El (largo) párrafo anterior intenta sintetizar de alguna manera el tipo de anteojos que pueden utilizarse cuando se intenta interpretar de alguna manera el sentido o las orientaciones de una declaración, los objetivos y alcances de un programa público, las implicaciones de determinadas acciones de política pública. Para el caso de la educación superior, esos anteojos son, como dijera Giovanni Sartori, las ideas que guían nuestras observaciones, los “filtros” intelectuales que permiten de alguna manera identificar los componentes de una política, la orientación de una acción (o de una inacción), el sentido mismo de una política (o no-política) específica.
La “Carta Universia Rio 2014. Claves estratégicas y propuestas para las universidades Iberoamericanas”, es un buen ejemplo de cómo construir acuerdos políticos que luego, potencialmente, pueden organizarse como políticas públicas o como políticas institucionales universitarias. La Carta fue el resultado del Encuentro que a finales de julio se realizó en Rio de Janeiro, impulsado por la organización Universia y que fue comentado puntualmente en Campus hace un par de semanas (núm.571, 14/08/2014). Las diez claves estratégicas identificadas en el Encuentro de Rectores fueron las siguientes: 1) Consolidación del Espacio Iberoamericano del conocimiento; 2) Responsabilidad social y ambiental de la universidad;3) Mejora de la información sobre las universidades iberoamericanas; 4) Atención a las expectativas de los estudiantes; 5) Formación continua del profesorado y fortalecimiento de los recursos docentes; 6) Garantía de calidad y adecuación a las necesidades sociales; 7) Mejora de la investigación, la transferencia de sus resultados y la innovación; 8) Ampliación de la internacionalización y la movilidad; 9) Utilización plena de las tecnologías digitales; y, 10) Nuevos esquemas de organización, gobierno y financiamiento.
Como todos los pronunciamientos internacionales, estas claves configuran interpretaciones de problemas, tendencias y posibles soluciones en el campo de la educación superior iberoamericana.
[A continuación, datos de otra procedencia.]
PR #61564, opened 2022-10-09
mr 73 high end revolver

nopenoperson:
#### Summary
Content "rare high end .357 revolver"

#### Purpose of change
the game has 0 six shot revolvers in 357 magnum so i wanted to add one

#### Describe the solution
did a bunch of research online and some calculations then put the stuff in 38.json. used .38 as a template for the nested ammo stuff. they are tested to shoot atleast 2.8 moa before leaving the factory so i gave it 280 dispersion. these things are supposed to hold up to constant horrible abuse day after day for years so 10 reliability .

making it more or less accurate. spending more time figuring out volume. asking for advice on item groups. not making this pr

#### Testing

yes its a revolver that has good dispersion and the correct speedloader works.  its very potent with the weaker 38 ammo because of the synergy that the great dispersion has with lower recoil ammo but you only have 6 shots so it doesnt really get out of hand 
the complicated nested ammo thingy works pretty well and if you make the json entry simpler,  it doesnt produce very good results in my testing

### DIFF
--- a/data/json/items/gun/38.json
+++ b/data/json/items/gun/38.json
@@ -133,10 +133,10 @@
       [ "bore", 1 ],
       [ "grip", 1 ],
       [ "mechanism", 4 ],
-      [ "rail", 1 ],
-      [ "sights", 1 ],
-      [ "stock", 1 ],
-      [ "underbarrel", 1 ]
+      [ "rail mount", 1 ],
+      [ "sights mount", 1 ],
+      [ "stock mount", 1 ],
+      [ "underbarrel mount", 1 ]
     ],
     "pocket_data": [
       {


data/json/items/gun/38.json
```diff
@@ -103,6 +103,50 @@
       }
     ]
   },
+  {
+    "id": "mr73",
+    "copy-from": "pistol_revolver",
+    "looks_like": "sw_619",
+    "type": "GUN",
+    "name": { "str_sp": " Manurhin MR 73 " },
```
TheShadowFerret, line 111:
```suggestion
    "name": { "str_sp": "Manurhin MR 73" },
```

tenmillimaster:
Looks like the rarity is about right . I compared it to the raging bull in 454 and BFR in 45-70.

I suggest adding .38 special to the on hand, 357 mag ammo  item group.

I question the mod locations this has available, but that's a problem with most guns.

nopenoperson:
> I suggest adding .38 special to the on hand, 357 mag ammo item group.
you can type out out what you think it should be as suggestion if you feel like it

data/json/items/gun/38.json
```diff
@@ -103,6 +103,50 @@
...
+    "blackpowder_tolerance": 56,
+    "clip_size": 6,
+    "valid_mod_locations": [
+      [ "accessories", 2 ],
+      [ "barrel", 1 ],
+      [ "bore", 1 ],
+      [ "grip", 1 ],
+      [ "mechanism", 4 ],
+      [ "rail", 1 ],
+      [ "sights", 1 ],
```
tenmillimaster, line 137: This should be a sight mount if there's no rail.

data/json/items/gun/38.json
```diff
@@ -103,6 +103,50 @@
...
+    "durability": 10,
+    "blackpowder_tolerance": 56,
+    "clip_size": 6,
+    "valid_mod_locations": [
+      [ "accessories", 2 ],
+      [ "barrel", 1 ],
+      [ "bore", 1 ],
+      [ "grip", 1 ],
+      [ "mechanism", 4 ],
+      [ "rail", 1 ],
```
tenmillimaster, line 136: Same here, there's no side rail.

data/json/items/gun/38.json
```diff
@@ -103,6 +103,50 @@
...
+      [ "sights", 1 ],
+      [ "stock", 1 ],
+      [ "underbarrel", 1 ]
```
tenmillimaster, line 139: And definitely no underbarrel rail.

tenmillimaster (changes requested):
Please review the mod location comments.

tenmillimaster (approved):
Looks good to me.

Por lo tanto, son esencialmente cartas de intención, recomendaciones temáticas que pueden configurar agendas públicas o institucionales, fórmulas de interés que quizá puedan traducirse en acciones específicas. Ello no obstante, las claves enunciadas en el decálogo de Rio constituyen aproximaciones a lo que puede considerarse como un paradigma de políticas que potencialmente puede tener algún efecto en las instituciones específicas.
Veamos por ejemplo, tres de las claves: la del espacio iberoamericano del conocimiento, la atención a las expectativas de los estudiantes, y los nuevos esquemas de organización, gobierno y financiamiento universitario. La primera tiene que ver con la experiencia del espacio europeo del conocimiento, derivado, en parte del Proceso de Bolonia, pero también se finca en la aspiración de crear áreas o territorios supra e internacionales de movilidad y de intercambio de estudiantes, de profesores e investigadores. Aquí, encontramos enormes dificultades normativas, académicas y administrativas. A pesar de que en los últimos años parece haberse incrementado la movilidad estudiantil intra-regional iberoamericana, no puede afirmarse lo mismo en términos de profesorado o de realización de investigación científica, donde los polos de atracción suelen estar en los países desarrollados más que en los pares iberoamericanos.
La segunda tiene que ver con atender las expectativas de los estudiantes. Aquí, una de las cuestiones claves es la adaptación de las instituciones universitarias a dichas expectativas, entre las cuales habría que identificar las creencias, los deseos y las oportunidades que tienen los estudiantes sobre la educación superior. Lo que se puede encontrar entonces es un terreno minado por varias contradicciones: la capacidad y flexibilidad de las instituciones para adaptarse a dichas expectativas y deseos, frente a la “obcecación” (la frase es ya clásica) de los estudiantes y sus familias en torno a determinadas opciones profesionales y determinadas instituciones universitarias. Aquí hay dos supuestos: uno, que los estudiantes no saben lo que quieren, y por lo tanto, hay que obligarlos a tomar decisiones dependientes de las políticas de educación superior; o dos, los estudiantes sí saben lo que quieren, y entonces hay que ampliar la capacidad de absorción en las opciones tradicionales, dada la persistente patrón de preferencias reveladas por parte de los estudiantes. El fondo tiene que ver con la racionalidad de las expectativas estudiantiles y con dilemas de política pública y de política institucional.
La tercera clave tiene que ver con temas cruciales como el gobierno y el financiamiento de las universidades. Hacer gobiernos más eficientes supone, según la experiencia latinoamericana de los últimos años, erosionar las bases tradicionales de la legitimidad del poder universitario (al incrementar el poder de órganos unipersonales y disminuir el poder de los órganos colegiados de gobierno). Por otro lado, en la cuestión del financiamiento, significa el dilema de continuar por la brecha larga y sinuosa de los financiamientos públicos diferenciales y condicionados, o explorar nuevas fórmulas de financiamiento privado para el fortalecimiento de las funciones sustantivas universitarias.
El desafío de traducir buenas intenciones en acciones y resultados no es, nunca ha sido, una tarea fácil. Ello implica tanto a la política pública como a las políticas de cooperación internacional entre las universidades, las empresas y los gobiernos. El decálogo de Rio es un buen ejemplo de cómo el cabildeo y la negociación de intenciones y deseos puede dar lugar a acciones de políticas, aunque el proceso de implementación de las acciones, es, como se sabe, un tren de largo recorrido, habitado por incertidumbres y conflictos que no aseguran de antemano ningún resultado específico.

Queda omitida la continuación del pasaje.